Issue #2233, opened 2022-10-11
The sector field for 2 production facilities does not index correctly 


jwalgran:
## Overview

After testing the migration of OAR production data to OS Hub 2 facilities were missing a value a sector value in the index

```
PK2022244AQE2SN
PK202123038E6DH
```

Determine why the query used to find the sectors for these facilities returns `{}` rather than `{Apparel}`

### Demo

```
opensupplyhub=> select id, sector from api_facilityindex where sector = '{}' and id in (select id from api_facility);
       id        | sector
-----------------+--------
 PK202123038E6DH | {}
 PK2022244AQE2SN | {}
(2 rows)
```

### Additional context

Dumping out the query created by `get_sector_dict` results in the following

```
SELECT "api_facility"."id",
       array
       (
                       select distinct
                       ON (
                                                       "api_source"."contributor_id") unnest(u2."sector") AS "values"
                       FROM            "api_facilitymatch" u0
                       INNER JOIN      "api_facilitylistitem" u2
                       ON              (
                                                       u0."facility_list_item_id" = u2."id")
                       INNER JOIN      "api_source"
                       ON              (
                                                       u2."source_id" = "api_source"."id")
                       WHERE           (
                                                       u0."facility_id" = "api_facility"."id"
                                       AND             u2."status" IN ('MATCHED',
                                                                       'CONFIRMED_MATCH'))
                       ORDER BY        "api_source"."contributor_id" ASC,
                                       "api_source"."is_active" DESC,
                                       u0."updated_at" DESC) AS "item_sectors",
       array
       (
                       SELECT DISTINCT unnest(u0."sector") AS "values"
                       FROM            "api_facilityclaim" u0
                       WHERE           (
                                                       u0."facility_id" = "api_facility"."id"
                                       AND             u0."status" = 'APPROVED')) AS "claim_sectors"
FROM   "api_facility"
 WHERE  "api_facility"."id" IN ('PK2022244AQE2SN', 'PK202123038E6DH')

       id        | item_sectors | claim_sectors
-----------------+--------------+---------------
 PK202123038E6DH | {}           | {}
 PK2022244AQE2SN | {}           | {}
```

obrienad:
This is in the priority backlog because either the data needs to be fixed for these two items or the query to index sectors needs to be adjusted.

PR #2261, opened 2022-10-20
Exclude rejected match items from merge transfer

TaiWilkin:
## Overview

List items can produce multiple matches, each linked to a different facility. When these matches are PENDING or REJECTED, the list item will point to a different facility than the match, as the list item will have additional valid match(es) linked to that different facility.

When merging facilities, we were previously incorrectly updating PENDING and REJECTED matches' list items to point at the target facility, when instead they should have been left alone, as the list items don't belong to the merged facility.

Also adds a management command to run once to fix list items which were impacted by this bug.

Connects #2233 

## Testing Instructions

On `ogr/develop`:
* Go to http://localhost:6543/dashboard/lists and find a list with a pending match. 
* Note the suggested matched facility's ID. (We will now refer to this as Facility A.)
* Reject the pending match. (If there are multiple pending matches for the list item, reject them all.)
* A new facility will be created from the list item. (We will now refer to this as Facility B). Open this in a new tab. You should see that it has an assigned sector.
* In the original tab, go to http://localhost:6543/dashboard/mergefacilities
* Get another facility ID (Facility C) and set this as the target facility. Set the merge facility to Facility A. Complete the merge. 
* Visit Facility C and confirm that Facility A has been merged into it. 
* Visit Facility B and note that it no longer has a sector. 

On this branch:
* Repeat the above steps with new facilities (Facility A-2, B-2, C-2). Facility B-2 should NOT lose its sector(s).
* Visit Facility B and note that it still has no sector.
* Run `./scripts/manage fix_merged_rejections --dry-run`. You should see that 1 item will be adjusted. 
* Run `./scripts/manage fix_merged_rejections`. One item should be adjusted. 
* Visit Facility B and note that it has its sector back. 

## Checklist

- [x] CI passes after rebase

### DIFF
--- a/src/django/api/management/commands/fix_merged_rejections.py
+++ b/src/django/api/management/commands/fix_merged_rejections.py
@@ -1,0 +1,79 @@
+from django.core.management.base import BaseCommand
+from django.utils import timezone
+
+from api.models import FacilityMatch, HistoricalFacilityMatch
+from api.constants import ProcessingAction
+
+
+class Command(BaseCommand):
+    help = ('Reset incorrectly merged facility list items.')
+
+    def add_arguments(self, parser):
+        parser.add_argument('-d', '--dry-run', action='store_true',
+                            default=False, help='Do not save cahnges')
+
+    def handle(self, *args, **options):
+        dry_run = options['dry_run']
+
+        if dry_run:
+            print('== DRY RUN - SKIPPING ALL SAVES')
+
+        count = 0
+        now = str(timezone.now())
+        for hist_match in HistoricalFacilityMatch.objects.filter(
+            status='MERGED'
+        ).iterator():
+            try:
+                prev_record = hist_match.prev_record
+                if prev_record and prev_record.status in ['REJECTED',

....

TASK DETAILS: In the listing above, count each line that holds the string "http". Give the number only.

RESPONSE AREA: 2